## Exercise objective
From the data that follows, copy every line with the string "logic".

------ Provided material ------

Issue #16333, opened 2025-02-15
separate examples by horizontal line


romani:
after fix of https://github.com/checkstyle/checkstyle/issues/13345

it become clear that our Examples are massive, and we need to do some separation of examples between each other,  as it is hard to spot where is start and finish of some example. 
this is especially acute problem in https://checkstyle-diff-reports.s3.us-east-2.amazonaws.com/74a5109_20250214215907/checks/misc/translation.html#Description

TODO:
add `<hr/>` tag between examples in  template files. 
Challenge is that we need to fix a defect in our xdoc file generator as it produce `<hr/><hr/>` in result xdoc xml file.

vishakha-mali:
I want to try it. I'm on it.

vishakha-mali:
Hey @romani , we have to add `<hr/>`(xml.template) & at same time we have to built logic to avoid duplicates `<hr/>` in (XML).Am I right?
We have to do for all file in [misc](https://github.com/checkstyle/checkstyle/tree/master/src/site/xdoc/checks/misc) or just translation?

romani:
First PR is just in one of xml file, for example Translation.
Second PR, massive update for all examples.

vishakha-mali:
Ok understood and started to work!!

romani:
Feel free to change any class you need to make it work.

sathwikhbhat:
> TODO: add `<hr/>` tag between examples in template files. Challenge is that we need to fix a defect in our xdoc file generator as it produce `<hr/><hr/>` in result xdoc xml file.

@romani Could you kindly provide more details on this? I am trying to understand the solution in case this issue remains idle...

romani:
Just add HR tag to template xdoc files and make it render it properly by all means

sathwikhbhat:
No Problem @vishakha-mali.... Even I am busy with my college schedule right now... 
I just wanted to check what the actual solution to the problem could be...

smita1078:
Hi @romani  Shall I send PR for this issue, as its idle for few weeks..

vishakha-mali:
hey, @smita I'm still left to apply logic.If your works, you should give it try too.

smita1078:
> hey, [@smita](https://github.com/smita) I'm still left to apply logic.If your works, you should give it try too.

Sure, Thanku @vishakha-mali . I'll raise a PR with my logic, and we can evaluate our approaches. Let's proceed with whichever works better.

Zopsss:
[...]

PR #16725, opened 2025-04-01
Issue #16333: separate examples by horizontal line

smita1078:
#16333

- Fixed Duplication of hr tags.
- Manually added hr tag in templates files.

### DIFF
--- a/src/main/java/com/puppycrawl/tools/checkstyle/site/XdocsTemplateParser.java
+++ b/src/main/java/com/puppycrawl/tools/checkstyle/site/XdocsTemplateParser.java
@@ -105,19 +105,21 @@ public class XdocsTemplateParser extends XdocParser {
     @Override
     protected void handleEndTag(XmlPullParser parser, Sink sink) throws MacroExecutionException {
         final String tagName = parser.getName();
-        if (tagName.equals(DOCUMENT_TAG.toString())) {
-            sink.rawText(parser.getText());
-            sink.body_();
-        }
-        else if (macroName != null
-                && tagName.equals(MACRO_TAG.toString())
-                && !macroName.isEmpty()
-                && !isSecondParsing()) {
-            processMacroEnd(sink);
-            setIgnorableWhitespace(false);
-        }
-        else if (!tagName.equals(PARAM.toString())) {
-            sink.rawText(parser.getText());
+        if (!"hr".equalsIgnoreCase(tagName)) {
+            if (tagName.equals(DOCUMENT_TAG.toString())) {
+                sink.rawText(parser.getText());
+                sink.body_();
+            }
+            else if (macroName != null
+                    && tagName.equals(MACRO_TAG.toString())
+                    && !macroName.isEmpty()
+                    && !isSecondParsing()) {
+                processMacroEnd(sink);
+                setIgnorableWhitespace(false);
+            }
+            else if (!tagName.equals(PARAM.toString())) {
+                sink.rawText(parser.getText());
+            }
         }
     }
 
--- a/src/site/resources/css/site.css
+++ b/src/site/resources/css/site.css
@@ -326,6 +326,20 @@ span.wrapper.inline {
   transition: transform 0.3s ease, opacity 0.3s ease;
 }
 
+.example-separator {
+  border: none;
+  height: 3px;
+  width: 100%;
+  margin: 40px 0;
+  background: linear-gradient(
+    to right,
+    rgba(51, 51, 51, 0) 0%,
+    rgba(51, 51, 51, 1) 10%,
+    rgba(51, 51, 51, 1) 90%,
+    rgba(51, 51, 51, 0) 100%  
+  );
+}
+
 @media screen and (max-width: 823px) {
   #leftColumn {
     float: none;
--- a/src/site/xdoc/checks/annotation/annotationlocation.xml
+++ b/src/site/xdoc/checks/annotation/annotationlocation.xml
@@ -165,7 +165,7 @@ class Example1 {
   @Nonnull @Mock DataLoader loader3;
   // violation above, 'Annotation 'Mock' should be alone on line'
 }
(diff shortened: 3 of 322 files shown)


smita1078:
Github, generate site

romani:
on this Check ismore clear that lines should be above description 
https://checkstyle-diff-reports.s3.us-east-2.amazonaws.com/a4de5db_20250402025139/checks/misc/translation.html#Translation

smita1078:
> lets remove HR right after "Examples" section title.
> 
> lets put HR before example description text, so line will be in between of examples (description + config + java)
> 
> please move all HR lines update to separate commit of same PR. So your PR will have two commits: functional (it can have few HR lines to show that it works ) and supplemental (update for all others).

Understood , on it.

smita1078:
> lets remove HR right after "Examples" section title.
> 
> lets put HR before example description text, so line will be in between of examples (description + config + java)
> 
> please move all HR lines update to separate commit of same PR. So your PR will have two commits: functional (it can have few HR lines to show that it works ) and supplemental (update for all others).

Done, dropping this commit and creating commits as required

src/main/java/com/puppycrawl/tools/checkstyle/site/ExampleMacro.java
```diff
@@ -124,6 +132,111 @@ else if ("raw".equals(type)) {
...
+                    getFileNameSafe(examples.get(examples.size() - 1));
+            hrNeeded = !fileName.equals(lastExampleFile);
+        }
+        if (dirPath.contains("resources/") && !dirPath.contains("noncompilable")
+                && !fileName.equals(getFileNameSafe(examples.get(examples.size() - 1)))) {
+            hrNeeded = true;
+        }
+
+        if (hrNeeded) {
+            sink.rawText(HR_SEPARATOR);
```
romani, line 217: can you think on solution that does not need update website generation code to explicitly HR tag.
template file (xdoc file) is already mix of html tags, HR tag should be just another html tag that we can put in it.

romani (changes requested):
item:

src/main/java/com/puppycrawl/tools/checkstyle/site/ExampleMacro.java
smita1078: Okay, correct me if i am wrong but you are saying that we manually place the hr tag in the... xdoc template files and just change the logic here to simply add that tag rather than generating it during website generation?

smita1078: OKay, got it!

romani:
GitHub, generate website

romani (approved):
I love this update

Zopsss:
We're manually placing hr tags so we should have a test for it so contributor cannot miss to add hr tag in examples.

src/main/java/com/puppycrawl/tools/checkstyle/site/ExampleMacro.java
Zopsss: @romani why did you suggested placing hr tags manually? Adding hr tags can be annoying for contributors, if we can automate this then it'll be beneficial for them.

We should avoid such manual tasks and make them automated. Making manual tasks automated is also part of [Automated Website Generation](https://github.com/checkstyle/checkstyle/wiki/Checkstyle-GSoC-2025-Project-Ideas#project-name-automated-website-generation) project:

> Reduce/eliminate manual documentation updates for examples

We should promote this approach ( making tasks automated ) more.

Zopsss: @smita1078 please also give your opinion

smita1078: Yes, It was cumbersome for me as well, especially with over 200 files to handle. Manual addition not only takes time but also leaves room for errors or missed tags. Automating this process would undoubtedly be more efficient.

smita1078:
@romani @Zopsss this PR is pending, lets finalize the approach (ie. manual or Automated placement of hr tags) and close this..

smita1078:
> HR is decoration, not a content. We have macroses for content placement in final xdoc. It is proven by decades, that templates defined all decoration and layout, and macroses just insert content, in such model all is flexible and adaptive to all edge cases, easy to understand by new engineers.
> 
> This separation decoration is good for now, but in few years it will be changed, to follow fashion.

Okay👍

Zopsss:
> This separation decoration is good for now, but in few years it will be changed, to follow fashion.

I get that you're saying we should not automate hr tah placement but I didn't understood your this sentence. Can you elaborate it more?

I'm still not convinced to make hr tags manually placed, but if you insist, we should write a test to ensure that hr tag is always present it is placed in correct position.

smita1078:
> https://checkstyle-diff-reports.s3.us-east-2.amazonaws.com/ae205f8_20250412020205/checks/misc/translation.html#Examples
> 
> Is example on where it becomes super obvious that we need separation. Location of this separation is not very clear.

>we should write a test to ensure that hr tag is always present it is placed in correct position.

In such case as location is not standard rather based on where the user requires... I am not sure if writing a test would work bcz it is not standard and we will have to cover multiple cases that might change in future.

Zopsss:
> In such case as location is not standard rather based on where the user requires... I am not sure if writing a test would work bcz it is not standard and we will have to cover multiple cases that might change in future.

@romani please confirm, should we add test to check placements of hr tag separation? Or not

romani:
If we want to add test on this, let's do this in separate PR.
There might be nuances with proper validation for it, as some cases contains few snippets, not only two.

Zopsss (approved):
Let's add test in separate PR

romani:
Bulk of work is done, as user notice problems with separation, they will report and we will fix it.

------

## The completed task
Hey @romani , we have to add `<hr/>`(xml.template) & at same time we have to built logic to avoid duplicates `<hr/>` in (XML).Am I right?
hey, @smita I'm still left to apply logic.If your works, you should give it try too.
> hey, [@smita](https://github.com/smita) I'm still left to apply logic.If your works, you should give it try too.
Sure, Thanku @vishakha-mali . I'll raise a PR with my logic, and we can evaluate our approaches. Let's proceed with whichever works better.
smita1078: Okay, correct me if i am wrong but you are saying that we manually place the hr tag in the... xdoc template files and just change the logic here to simply add that tag rather than generating it during website generation?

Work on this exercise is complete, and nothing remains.